TASK STATEMENT — Copy all of the data below exactly as it is given.

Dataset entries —
*****
PR #9536, opened 2016-10-24
terraform: ResourceProvider.Stop

mitchellh:
This introduces a new `ResourceProvider` API: `Stop`.

This is called when Terraform is interrupted (Ctrl-C). It is mostly advisory, since the previous Stop logic is identical: Terraform core will wait until all currently executing graph nodes complete and then early exit from the graph walk.

The `Stop` API, however, notifies providers in some way that an interrupt has happened. This can be used by longer-running operations to exit early, thus expediting the "clean exit" scenario of interrupting Terraform. For example, waiting for an RDS instance to become ready can take many minutes. If a user ctrl-Cs, this API can be used to exit the wait loop waiting for the DB to become ready, and simply returning a partial state with the DB ID that will be updated in `refresh` in the future.

If a provider doesn't implement `Stop` (just returns nil), everything continues to operate as normal: Terraform just waits until the graph nodes complete and then exit as usual. 

**To reiterate: this is aimed primarily to be a UX improvement, although there have been some long (hours long) remote operations that should implement this (such as Azure storage deletion) to make Terraform actually function in those scenarios.**

In this PR:

  * Terraform core updated to use `Stop`
  * `helper/schema.Provider` updated with Stop-related functions
  * `helper/resource` has a new helper function for working with Stop
  * `providers/azurerm` updated as an example of using Stop to cancel an operation

:shipit:


jbardin:
Normally a [`Context`](https://golang.org/pkg/context/#Context) is used for cancellations, deadlines and timeouts. If we're codifying this in the API, could we upgrade to a more flexible/canonical implementation?

mitchellh:
@jbardin It'll be difficult to pass a `Context` across the RPC barrier, and I can't think of a use case for deadlines or timeouts from a Terraform core perspective that we can't solve by simply calling `Stop` on the API. I think what I want here is just a really basic notification that you're being stopped, not any rich additional metadata, deadlines, or timeouts.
*****
EXERCISE SOLUTION —
PR #9536, opened 2016-10-24
terraform: ResourceProvider.Stop

mitchellh:
This introduces a new `ResourceProvider` API: `Stop`.

This is called when Terraform is interrupted (Ctrl-C). It is mostly advisory, since the previous Stop logic is identical: Terraform core will wait until all currently executing graph nodes complete and then early exit from the graph walk.

The `Stop` API, however, notifies providers in some way that an interrupt has happened. This can be used by longer-running operations to exit early, thus expediting the "clean exit" scenario of interrupting Terraform. For example, waiting for an RDS instance to become ready can take many minutes. If a user ctrl-Cs, this API can be used to exit the wait loop waiting for the DB to become ready, and simply returning a partial state with the DB ID that will be updated in `refresh` in the future.

If a provider doesn't implement `Stop` (just returns nil), everything continues to operate as normal: Terraform just waits until the graph nodes complete and then exit as usual. 

**To reiterate: this is aimed primarily to be a UX improvement, although there have been some long (hours long) remote operations that should implement this (such as Azure storage deletion) to make Terraform actually function in those scenarios.**

In this PR:

  * Terraform core updated to use `Stop`
  * `helper/schema.Provider` updated with Stop-related functions
  * `helper/resource` has a new helper function for working with Stop
  * `providers/azurerm` updated as an example of using Stop to cancel an operation

:shipit:


jbardin:
Normally a [`Context`](https://golang.org/pkg/context/#Context) is used for cancellations, deadlines and timeouts. If we're codifying this in the API, could we upgrade to a more flexible/canonical implementation?

mitchellh:
@jbardin It'll be difficult to pass a `Context` across the RPC barrier, and I can't think of a use case for deadlines or timeouts from a Terraform core perspective that we can't solve by simply calling `Stop` on the API. I think what I want here is just a really basic notification that you're being stopped, not any rich additional metadata, deadlines, or timeouts.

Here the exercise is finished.